Your instructions:
Return the lines below that contain the word "weren".

Information given:
PR #1052, opened 2022-01-31
Ensure global/local planner planning scene topics are configurable

AndyZe:
We are trying to use hybrid planning with a dual-arm system and have noticed that planning scene parameters weren't handled well. They just took the default values. This should take care of that.

This should not change how the demo works in any way. (https://moveit.picknik.ai/main/doc/examples/hybrid_planning/hybrid_planning_tutorial.html)

### DIFF
--- a/moveit_ros/hybrid_planning/global_planner/global_planner_plugins/src/moveit_planning_pipeline.cpp
+++ b/moveit_ros/hybrid_planning/global_planner/global_planner_plugins/src/moveit_planning_pipeline.cpp
@@ -67,6 +67,15 @@ bool MoveItPlanningPipeline::initialize(const rclcpp::Node::SharedPtr& node)
   node->declare_parameter<double>(PLAN_REQUEST_PARAM_NS + "max_acceleration_scaling_factor", 1.0);
   node->declare_parameter<std::string>("ompl.planning_plugin", "ompl_interface/OMPLPlanner");
 
+  // Planning Scene options
+  node->declare_parameter<std::string>(PLANNING_SCENE_MONITOR_NS + "name", UNDEFINED);
+  node->declare_parameter<std::string>(PLANNING_SCENE_MONITOR_NS + "robot_description", UNDEFINED);
+  node->declare_parameter<std::string>(PLANNING_SCENE_MONITOR_NS + "joint_state_topic", UNDEFINED);
+  node->declare_parameter<std::string>(PLANNING_SCENE_MONITOR_NS + "attached_collision_object_topic", UNDEFINED);
+  node->declare_parameter<std::string>(PLANNING_SCENE_MONITOR_NS + "publish_planning_scene_topic", UNDEFINED);
+  node->declare_parameter<std::string>(PLANNING_SCENE_MONITOR_NS + "monitored_planning_scene_topic", UNDEFINED);
+  node->declare_parameter<double>(PLANNING_SCENE_MONITOR_NS + "wait_for_initial_state_timeout", 10.0);
+
   // Trajectory Execution Functionality (required by the MoveItPlanningPipeline but not used within hybrid planning)
   node->declare_parameter<std::string>("moveit_controller_manager", UNDEFINED);
 
--- a/moveit_ros/hybrid_planning/local_planner/local_planner_component/include/moveit/local_planner/local_planner_component.h
+++ b/moveit_ros/hybrid_planning/local_planner/local_planner_component/include/moveit/local_planner/local_planner_component.h
@@ -118,6 +118,10 @@ public:
       declareOrGetParam<std::string>("local_solution_topic_type", local_solution_topic_type, undefined, node);
       declareOrGetParam<bool>("publish_joint_positions", publish_joint_positions, false, node);
       declareOrGetParam<bool>("publish_joint_velocities", publish_joint_velocities, false, node);
+      // Planning scene monitor options
+      declareOrGetParam<std::string>("monitored_planning_scene", monitored_planning_scene_topic, undefined, node);
+      declareOrGetParam<std::string>("collision_object_topic", collision_object_topic, undefined, node);
+      declareOrGetParam<std::string>("joint_states_topic", joint_states_topic, undefined, node);
     }
 
     std::string group_name;
@@ -133,6 +137,9 @@ public:
     bool publish_joint_positions;
     bool publish_joint_velocities;
     double local_planning_frequency;
+    std::string monitored_planning_scene_topic;
+    std::string collision_object_topic;
+    std::string joint_states_topic;
   };
 
   /** \brief Constructor */
--- a/moveit_ros/hybrid_planning/test/config/global_planner.yaml
+++ b/moveit_ros/hybrid_planning/test/config/global_planner.yaml
@@ -7,9 +7,9 @@ planning_scene_monitor_options:
   joint_state_topic: "/joint_states"
   attached_collision_object_topic: "/moveit_cpp/planning_scene_monitor"
   # Subscribe to this topic (The name comes from the perspective of moveit_cpp)
-  publish_planning_scene_topic: "/moveit_cpp/publish_planning_scene"
+  publish_planning_scene_topic: "/planning_scene"
   # Publish this topic, e.g. to visualize with RViz
-  monitored_planning_scene_topic: "/moveit_cpp/monitored_planning_scene"
+  monitored_planning_scene_topic: "/global_planner/planning_scene"
   wait_for_initial_state_timeout: 10.0
 planning_pipelines:
   #namespace: "moveit_cpp"  # optional, default is ~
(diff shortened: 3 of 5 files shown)


moveit_ros/hybrid_planning/global_planner/global_planner_plugins/src/moveit_planning_pipeline.cpp
```diff
@@ -67,6 +67,15 @@ bool MoveItPlanningPipeline::initialize(const rclcpp::Node::SharedPtr& node)
   node->declare_parameter<double>(PLAN_REQUEST_PARAM_NS + "max_acceleration_scaling_factor", 1.0);
   node->declare_parameter<std::string>("ompl.planning_plugin", "ompl_interface/OMPLPlanner");
 
+  // Planning Scene options
```
AndyZe, line 70: These parameters were already present in `test/config/global_planner.yaml`, they just weren't being used anywhere.

moveit_ros/hybrid_planning/test/config/global_planner.yaml
```diff
@@ -6,8 +6,10 @@ planning_scene_monitor_options:
   robot_description: "robot_description"
   joint_state_topic: "/joint_states"
   attached_collision_object_topic: "/moveit_cpp/planning_scene_monitor"
-  publish_planning_scene_topic: "/moveit_cpp/publish_planning_scene"
-  monitored_planning_scene_topic: "/moveit_cpp/monitored_planning_scene"
+  # Subscribe to this topic (The name comes from the perspective of moveit_cpp)
+  publish_planning_scene_topic: "/planning_scene"
+  # Publish this topic, e.g. to visualize with RViz
+  monitored_planning_scene_topic: "/global_planner/planning_scene"
```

Exercise output:
We are trying to use hybrid planning with a dual-arm system and have noticed that planning scene parameters weren't handled well. They just took the default values. This should take care of that.
AndyZe, line 70: These parameters were already present in `test/config/global_planner.yaml`, they just weren't being used anywhere.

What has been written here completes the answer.